Presented By: JPMorgan Chase
Strength of Industrial and Recovery of Multifamily: A JPMorgan Chase Review
Judy Guarino is a managing director for commercial mortgage lending at JPMorgan Chase (JPM), providing financing to retail, office and industrial investors in the metro New York market.
Brooke Richartz is an executive director for the firm’s multifamily lending team under commercial term lending, serving the metro New York area for multifamily apartment buildings.
Commercial Observer’s Partner Insights team spoke with Guarino and Richartz about how their sectors are faring now that the vaccine has brought the COVID-19 pandemic’s end in sight.
Commercial Observer Partner Insights: Given the vaccine rollout, talk about whether you’re starting to see improvements and optimism within your respective markets.
Brooke Richartz: On the multifamily side, we’re seeing our clients’ rent collections improve. In Manhattan, free-market rents had lower collections compared to rent-stabilized. But, even there, we’re starting to see leasing activity increase, and rent collections are improving as well.
Judy Guarino: We’re seeing a similar trend in commercial mortgage lending. It’s been improving since the second half of 2020. It also depends on the location. For instance, certain areas of Manhattan struggled more but, overall, there has been a steady improvement since last summer in all asset classes and property types.

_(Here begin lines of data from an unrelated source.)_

PR #1511, opened 2023-06-19
OCPBUGS-14940: api_performance_dashboard: show apiserver_longrunning_requests metric

p0lyn0mial:
It looks like the previous metric used in the dashboard (`apiserver_longrunning_gauge`) metric was depreciated in `1.23` (upstream) - https://github.com/kubernetes/kubernetes/issues/103441

The new metric is `apiserver_longrunning_requests`(used in this PR)  - https://github.com/kubernetes/kubernetes/pull/103799/files

The old metric was removed in https://github.com/kubernetes/kubernetes/commit/731397086b763b9a951a414d37018f7e4f03b99c
and at the same time the new metrics was promoted to "STABLE" level.

### DIFF
--- a/manifests/0000_90_kube-apiserver-operator_05_api_performance_dashboard.yaml
+++ b/manifests/0000_90_kube-apiserver-operator_05_api_performance_dashboard.yaml
@@ -1109,7 +1109,7 @@ data:
           "steppedLine": false,
           "targets": [
             {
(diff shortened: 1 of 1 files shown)


dgrisonnet (approved):
/lgtm
/approve

p0lyn0mial:
For the record: I think that the perf-dashboard is also used by the `openshift-apiserver`. So the fix will be automatically applied to `oas` as well.

PR #1512, opened 2023-06-19
OCPBUGS-14496: manifests: fix the scope of the TechPreviewNoUpgrade alert

dgrisonnet:
The TechPreviewNoUpgrade alert used to have an expression that was only excluding the default feature set meaning that all other feature set were reported as causing the cluster to be unupgradeable. However, that is not the case for the LatencySensitive feature set. As such, this change limit the list of feature set causing this alert to fire to:

  - TechPreviewNoUpgrade
  - CustomNoUpgrade

Also, since the original name of this alert wasn't generic enough compare to its scope, it was renamed to UnsupportedFeatureSetEnabled.

### DIFF
--- a/manifests/0000_90_kube-apiserver-operator_03_servicemonitor.yaml
+++ b/manifests/0000_90_kube-apiserver-operator_03_servicemonitor.yaml
@@ -51,7 +51,7 @@ spec:
           Cluster has enabled Technology Preview features that cannot be undone and will prevent upgrades.
           The TechPreviewNoUpgrade feature set is not recommended on production clusters.
       expr: |
-        cluster_feature_set{name!="", namespace="openshift-kube-apiserver-operator"} == 0
+        cluster_feature_set{name=~"TechPreviewNoUpgrade|CustomNoUpgrade", namespace="openshift-kube-apiserver-operator"} == 0
       for: 10m
       labels:
         severity: warning


dgrisonnet:
Holding since the name change we need to be reflected in origin if we decide to go with it.
/hold

/assign @p0lyn0mial 
/cc @wking

manifests/0000_90_kube-apiserver-operator_03_servicemonitor.yaml
```diff
@@ -44,14 +44,14 @@ spec:
...
     rules:
-    - alert: TechPreviewNoUpgrade
+    - alert: UnsupportedFeatureSetEnabled
       annotations:
-        summary: Cluster has enabled tech preview features that will prevent upgrades.
+        summary: Cluster has enabled unsupported features that will prevent upgrades.
         description: >-
-          Cluster has enabled Technology Preview features that cannot be undone and will prevent upgrades.
-          The TechPreviewNoUpgrade feature set is not recommended on production clusters.
+          Cluster has enabled a feature set that cannot be undone and will prevent upgrades.
```
wking, line 51: Can `CustomNoUpgrade` be unset?  I forget where the guard that prevents unsetting `TechPreviewNoUpgrade` lives, but maybe it needs to be updated to consider `CustomNoUpgrade` as well?

manifests/0000_90_kube-apiserver-operator_03_servicemonitor.yaml
```diff
@@ -44,14 +44,14 @@ spec:
   groups:
   - name: cluster-version
     rules:
-    - alert: TechPreviewNoUpgrade
+    - alert: UnsupportedFeatureSetEnabled
```
deads2k, line 47: TechPreview is reported.

dgrisonnet:
I reverted the name change back to `TechPreviewNoUpgrade` so we won't need to change origin anymore.

/unhold

manifests/0000_90_kube-apiserver-operator_03_servicemonitor.yaml
```diff
@@ -51,7 +51,7 @@ spec:
           Cluster has enabled Technology Preview features that cannot be undone and will prevent upgrades.
           The TechPreviewNoUpgrade feature set is not recommended on production clusters.
       expr: |
-        cluster_feature_set{name!="", namespace="openshift-kube-apiserver-operator"} == 0
+        cluster_feature_set{name=~"TechPreviewNoUpgrade|CustomNoUpgrade", namespace="openshift-kube-apiserver-operator"} == 0
```
p0lyn0mial, line 54: alright, so any value other than `TechPreviewNoUpgrade` or `CustomNoUpgrade` won't prevent upgrades, correct?

dgrisonnet: Correct, or at the very least it doesn't prevent upgrades because a tech preview feature was enabled. If there comes an alerting use case for a new feature set, we could always append it to the existing alert or create a brand new alert just for it.

p0lyn0mial: how will we be able to detect that a new feature has been added that blocks upgrades?

dgrisonnet: it will be hard for us the api team to know, but openshift/api approvers should be aware of that since they would need to approve changes to https://github.com/openshift/api/blob/fd420c26854b53f62bd704b9cb8952a82c281403/config/v1/types_feature.go#L35-L50.

p0lyn0mial: @dgrisonnet @deads2k @mfojtik Is the process of adding a new feature documented? Can we rely on it? Maybe we can simply write a basic e2e test that will fail when a new flag blocking upgrades is added? Based on that, we could detect the change and update our alert.

vrutkovs: No, this will only update alert status. Upgrades will still be blocked by operator's Uprgadable=False status

p0lyn0mial:
/lgtm
/hold

@dgrisonnet feel free to cancel the hold. I'm fine with merging this PR and adding a test in a follow-up PR.

dgrisonnet:
Unholding to fix the issue at hand.

/unhold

Brooke, what trends have you seen in multifamily since the beginning of the year, especially as the vaccine has been rolling out?
Richartz: We’re seeing increased leasing activity in Manhattan, especially around universities. The feedback we’re hearing from landlords is that once schools open back up, rents are going to rebound pretty quickly. Luckily, we’re starting to see folks come back to the city and rent apartments again. Albeit with some concessions, one or two months’ worth, but, overall, the market’s improving.
JPMorgan Chase recently announced it’s putting $14 billion into affordable housing preservation and construction through a new initiative. Tell us about your efforts there.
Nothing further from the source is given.